By now, it is fairly well known that the root causes of excessive costs and errors, of delays and inflexibility, are related to the non value added handoffs across organizational boundaries. In most companies, work is fragmented across multiple departments, product lines and business units. No one has end-to-end ownership of the flow of work or responsibility for flawless service to the customer. In such environments, redundant activities and duplication of effort is common, errors are frequent, and overall responsiveness to customers’ needs is elusive. The key to resolving these issues is to take action on redesigning customer touching end-to-end processes and then install a governance framework which assures cross departmental collaboration, encourages different units to work together for value creation, and makes the changes stick.
The ideal long term solution is to implement some form of process based governance, based on a framework of process ownership. This has been advocated for over two decades, originally by Rummler and Brache in their book Improving Performance: Managing the White Space on the Organization Chart, and subsequently by Michael Hammer in his 2001 book The Agenda. However, there has been more rhetoric than action when it comes to process ownership and process based governance. Check it out. Just do a search for “process owner jobs” and see what results you get.
The key steps to establish process based accountability have been outlined in my book More for Less: The Power of Process Management. While these steps are easily understood, organizations frequently find them difficult to implement. In part, this is due to the fact that companies persist in deploying process improvement projects within a functional paradigm and the culprit is frequently the traditional mindset of some members of the senior leadership team. You can’t ignore culture. If you try to do so, then implementing process based governance is like pushing a rope or a boulder up a hill. When dealing with a very traditional culture, service level agreements (SLAs) can be useful in shifting management attention in such traditional organizations as the following example illustrates.
The Quality Director at a manufacturer of custom designed electric systems for the automotive sector realized that the company’s product quality was good, but its performance in terms of delivering orders on time wasn’t. He also knew that the CEO cared mostly about revenues and profits, and most of the other members of the management team were focused on their own department’s performance. The Quality Director decided to introduce the concept of SLAs at the company’s operating review meeting, and here is the conversation that took place.
Quality Director: “According to our most recent quality review, product quality is good, but we are missing our promised delivery dates to our customers around 17% of the time. I think this has a direct impact on customer satisfaction and repeat orders.”
CEO (looking directly at the VP Sales): “If we could improve on time delivery, what do you think might be estimated revenue impact?”
VP Sales: “It’s hard to say. I know that our customers have complained about late orders. I’d guess if we could improve our on-time delivery from 83% by 15% to around 95%, we might see around a 5 to 8% uptick in sales, and maybe more. But that’s really in the hands of our manufacturing department.”

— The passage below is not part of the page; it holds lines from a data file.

PR #2662, opened 2025-01-31
@W-17433472: Update Templates

JohnsonEricAtSalesforce:
🎸 _*Ready For Full Review!!!*_ 🥁

  This updates the Android templates where needed with MSDK support for Jetpack Compose.

### DIFF
--- a/gradle/wrapper/gradle-wrapper.properties
+++ b/gradle/wrapper/gradle-wrapper.properties
@@ -1,6 +1,6 @@
 distributionBase=GRADLE_USER_HOME
 distributionPath=wrapper/dists
-distributionUrl=https\://services.gradle.org/distributions/gradle-8.7-bin.zip
+distributionUrl=https\://services.gradle.org/distributions/gradle-8.10.2-bin.zip
 networkTimeout=10000
 validateDistributionUrl=true
 zipStoreBase=GRADLE_USER_HOME
--- a/libs/MobileSync/build.gradle.kts
+++ b/libs/MobileSync/build.gradle.kts
@@ -13,10 +13,10 @@ dependencies {
     api(project(":libs:SmartStore"))
     api("androidx.appcompat:appcompat:1.7.0")
     api("androidx.appcompat:appcompat-resources:1.7.0")
-    implementation("androidx.core:core-ktx:1.13.1")
-    androidTestImplementation("androidx.test:runner:1.6.0")
-    androidTestImplementation("androidx.test:rules:1.6.0")
-    androidTestImplementation("androidx.test.ext:junit:1.2.0")
+    implementation("androidx.core:core-ktx:1.15.0")
+    androidTestImplementation("androidx.test:runner:1.6.2")
+    androidTestImplementation("androidx.test:rules:1.6.1")
+    androidTestImplementation("androidx.test.ext:junit:1.2.1")
 }
 
 android {
--- a/libs/MobileSync/build.gradle.kts
+++ b/libs/MobileSync/build.gradle.kts
@@ -1,5 +1,3 @@
-@file:Suppress("UnstableApiUsage")
-
 rootProject.ext["PUBLISH_GROUP_ID"] = "com.salesforce.mobilesdk"
 rootProject.ext["PUBLISH_VERSION"] = "13.0.0"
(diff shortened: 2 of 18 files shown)


brandonpage:
I really like the direction this is going!

gradle/wrapper/gradle-wrapper.properties
```diff
@@ -1,6 +1,6 @@
 distributionBase=GRADLE_USER_HOME
 distributionPath=wrapper/dists
-distributionUrl=https\://services.gradle.org/distributions/gradle-8.7-bin.zip
+distributionUrl=https\://services.gradle.org/distributions/gradle-8.10.2-bin.zip
```
brandonpage, line 3: NIT:  If would be awesome if we could keep the (new) CI in sync with this.  In `.github/workflows/reusable-workflow.yaml` there is a line that specifies it: `gradle-version: 8.7` that we should bump to `8.10.2`.  

It shouldn't fail without being updated, but each run will be slower.

libs/MobileSync/build.gradle.kts
```diff
@@ -15,10 +13,10 @@ dependencies {
     api(project(":libs:SmartStore"))
     api("androidx.appcompat:appcompat:1.7.0")
     api("androidx.appcompat:appcompat-resources:1.7.0")
-    implementation("androidx.core:core-ktx:1.13.1")
-    androidTestImplementation("androidx.test:runner:1.6.0")
-    androidTestImplementation("androidx.test:rules:1.6.0")
-    androidTestImplementation("androidx.test.ext:junit:1.2.0")
+    implementation("androidx.core:core-ktx:1.15.0")
```
wmathurin, line 16: Should we pull the version number into constants like we did [here](https://github.com/forcedotcom/SalesforceMobileSDK-Android/blob/dev/libs/SalesforceSDK/build.gradle.kts#L16)

libs/SalesforceSDK/src/com/salesforce/androidsdk/ui/components/LoginView.kt
```diff
@@ -166,23 +167,35 @@ fun LoginView() {
...
+                                contentColor = colorResource(id = sf__secondary_color)
+                            )
+                        ) {
+                            Text(
+                                text = stringResource(id = sf__launch_idp),
+                                fontSize = 14.sp
+                            )
+                        }
+                    }
+                    viewModel.additionalBottomBarButtons.value.forEach { button ->
```
wmathurin, line 193: We probably should add a little todo here about adding back the bio auth login button.
Brandon had a comment about it - see [here](https://github.com/forcedotcom/SalesforceMobileSDK-Android/blame/7d7892fdc0d22658b618df2bf88e0f0db74d4eeb/libs/SalesforceSDK/src/com/salesforce/androidsdk/ui/components/LoginView.kt#L158) - it got lost in my last PR.

libs/MobileSync/build.gradle.kts
JohnsonEricAtSalesforce: I usually don't use constants such as that since the IDE doesn't have the option to press Alt-Enter and update them.  Constants would be convenient if using a plain text editor, but actually seem to take away from the IDE functionality.  I'm flexible either way, though.

wmathurin: Interesting. Maybe we should get rid of constants then? @brandonpage

brandonpage: That is slightly annoying.  But it still tells you dependency is out of date.  Personally, I'd rather manually type the version number once alt + enter six times. 🤷

wmathurin: We could also have a [version catalog file](https://developer.android.com/build/migrate-to-catalogs) (libs.versions.toml) like they do in LSDK.

brandonpage: Plus, if we did `val thing by extra { "1.1.1" }` in SalesforceSDK you could reference it here in MobileSync.

JohnsonEricAtSalesforce: I dig the idea of switching to version catalogs.  Could we do that as a separate work item, though?

wmathurin (approved):

PR #2663, opened 2025-02-01
Fix nightly test runs.

brandonpage:
This PR changes the Nightly test structure from running one Firebase Test Lab with all supported API levels simultaneously to running them sequentially.  

If we try to run 8 instances (API 28 to 35) of our tests at once, matrixes across all of our libraries, it is simply too many simultaneous API calls to the server and the tokens gets invalidated.  This also probably would have lead to a lot of flapping tests in MobileSync when manipulating data on the server.  

Here is an example of the report from a test I ran with just 28 and 35:
Screenshot 2025-01-31 at 4 22 47 PM

In production it will show all (8 as of now) supported API levels in a single report page per library:

Screenshot 2025-01-31 at 6 37 28 PM

### DIFF
--- a/.github/workflows/reusable-workflow.yaml
+++ b/.github/workflows/reusable-workflow.yaml
@@ -75,55 +75,74 @@ jobs:
       - uses: 'google-github-actions/setup-gcloud@v2'
         if: success() || failure()
       - name: Run Tests
+        continue-on-error: true
         if: success() || failure()
         env:
           # Most used according to https://gs.statcounter.com/android-version-market-share/mobile-tablet/worldwide
-          DEFAULT_API_VERSION: "34" 
+          PR_API_VERSION: "34" 
           FULL_API_RANGE: "28 29 30 31 32 33 34 35"
           IS_PR: ${{ inputs.is_pr }}
         run: |
-          DEVICES=""
+          LEVELS_TO_TEST=$FULL_API_RANGE
+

CEO (looking directly now at the VP Manufacturing): “Even a 5% increase in revenues is pretty significant. What would we have to do to improve our on-time delivery to around 95%?”
VP Manufacturing: “There’s opportunity to improve our performance in delivering orders to customers on our promise date, but we can’t do it alone. My people tell me that two of our challenges involve getting raw materials on time – as these are often late – and getting the production ready drawings form engineering on time. So we would need Procurement and Engineering to improve what they are doing.”
The VP Purchasing didn’t say a word, but the look on his face told volumes. However, the VP Engineering said, “We are ready to step up to the plate on that, but as you know, we have been understaffed for several months, and we need HR to present us with qualified candidates so we can get back to full strength.”
There was an uncomfortable silence in the meeting room for several seconds. Then, the Quality Director, looking at the CEO, said, “It’s pretty clear that we are dependent on one another. We have had some success in improving product quality using Service Level Agreements (SLA) within several units in the production area. Maybe the concept of SLAs can also be used by us to enter into performance agreements between our major departments?”
The CEO thought for a moment and then said, “OK. Let’s deal with this issue off-line. But deal with it we will – it’s too important for us to ignore.”
The Quality Director at this manufacturing company recognized the traditional mindset of executives at his company and rather than preaching process improvement or Lean or Six Sigma, he found a way to highlight inter-departmental dependencies and use SLAs to promote better collaboration across organizational boundaries. By so doing, he set the stage for measuring what matters to customers, taking improvement action on the end-to-end value creating business processes, and preparing the organization to consider a form of process based governance.